Arithmetic progressions and holomorphic phase retrieval
Lukas Liehr
TL;DR
The paper addresses the problem of recovering a holomorphic function from its modulus on sampling sets, establishing a sharp rigidity criterion: a set of the form $e^{i\theta}({\mathbb{R}}+i\Lambda)$ yields uniqueness for holomorphic phase retrieval in a broad function space ${\mathcal{F}}$ containing all exponentials if and only if the index set $\Lambda$ is not contained in an arithmetic progression. The authors leverage zero-set analysis, Weierstrass factorization, and periodicity arguments to prove necessity and sufficiency, and then translate the main result into consequences for Gabor phase retrieval across spaces like $L^2(\mathbb{R}_+)$ and the Hardy/Bargmann framework, including perturbations of lattices that restore uniqueness where lattices fail.
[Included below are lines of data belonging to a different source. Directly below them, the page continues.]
PR #3305, opened 2026-01-19
semconv(error): add error.source attribute to error registry

bwdmr:


lmolkova (changes requested):
It seems instrumentation needs a lot of context and some non-trivial judgement to populate `error.source` attribute. Most of the generic instrumentations won't be able to. 

The only place I know where it's available is [Exception.Source](https://learn.microsoft.com/en-us/dotnet/api/system.exception.source?view=net-10.0) in .NET and then  it belongs  in the `exception` namespace. 

As the result, the definition is very vague - anything can be source (e.g. chatgpt thinks that source code or stack trace are related to it).  

If you need this attribute for your manual instrumentations and error tracking - go for it, but I don't believe we're ready to document it in OTel semantic conventions without some signals that it's necessary in 2+ generic instrumentations. We'd also need some prototypes and more details on how someone would set it.

bwdmr:
I would like to emphasize this point.

“Source” is not meant as the source code or the origin of an error, but rather the source of the affected change—that is, the place a user would need to look to identify the likely culprit. It therefore becomes orthogonal to the “type” dimension.
Introducing an additional dimension does fan out the available options for storage and filtering, but in this case that dimension is both intentional and fundamental.

If there is anything I can help with to steer this toward a clearer or more commonly understood description, I’m happy to do so.

lmolkova:
@bwdmr I don't doubt that it maybe useful, I doubt that's it's feasible to populate in generic manner. 

If you could come up with a couple of prototypes of how generic (not application-specific) instrumentations would populate such an attribute without any additional context, would be a good way to make progress.

bwdmr:
@lmolkova 

You’re right that “the true origin/root cause” isn’t generically knowable.
But for **`error.source`** we can define it as a *best-effort “where should I look first”* hint, and populate it generically with a clear precedence rule:

1. **Code location**: first non-instrumentation stack frame (function or file:line).
2. If it’s a boundary/dependency failure: **peer/endpoint** (peer.service / host / db.system…).
3. Else: `unknown`.

This is intentionally **orthogonal to `error.type`**:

They further derive Wright-type results for families of self-adjoint operators doing phase retrieval, offering constructive pathways to Pauli-type uniqueness results. The work unifies holomorphic phase retrieval with sampling theory and transform-domain phase retrieval, demonstrating that non-AP sampling patterns (including perturbed lattices) can yield robust uniqueness guarantees in practical settings. These findings have potential implications for designing phaseless measurement schemes in time-frequency analysis and quantum-like phase problems.
Abstract
We study the determination of a holomorphic function from its absolute value. Given a parameter $θ\in \mathbb{R}$, we derive the following characterization of uniqueness in terms of rigidity of a set $Λ\subseteq \mathbb{R}$: if $\mathcal{F}$ is a vector space of entire functions containing all exponentials $e^{ξz}, \, ξ\in \mathbb{C} \setminus \{ 0 \}$, then every $F \in \mathcal{F}$ is uniquely determined up to a unimodular phase factor by $\{|F(z)| : z \in e^{iθ}(\mathbb{R} + iΛ)\}$ if and only if $Λ$ is not contained in an arithmetic progression $a\mathbb{Z}+b$. Leveraging this insight, we establish a series of consequences for Gabor phase retrieval and Pauli-type uniqueness problems. For instance, $\mathbb{Z} \times \tilde{\mathbb{Z}}$ is a uniqueness set for the Gabor phase retrieval problem in $L^2(\mathbb{R}_+)$, provided that $\tilde{\mathbb{Z}}$ is a suitable perturbation of the integers.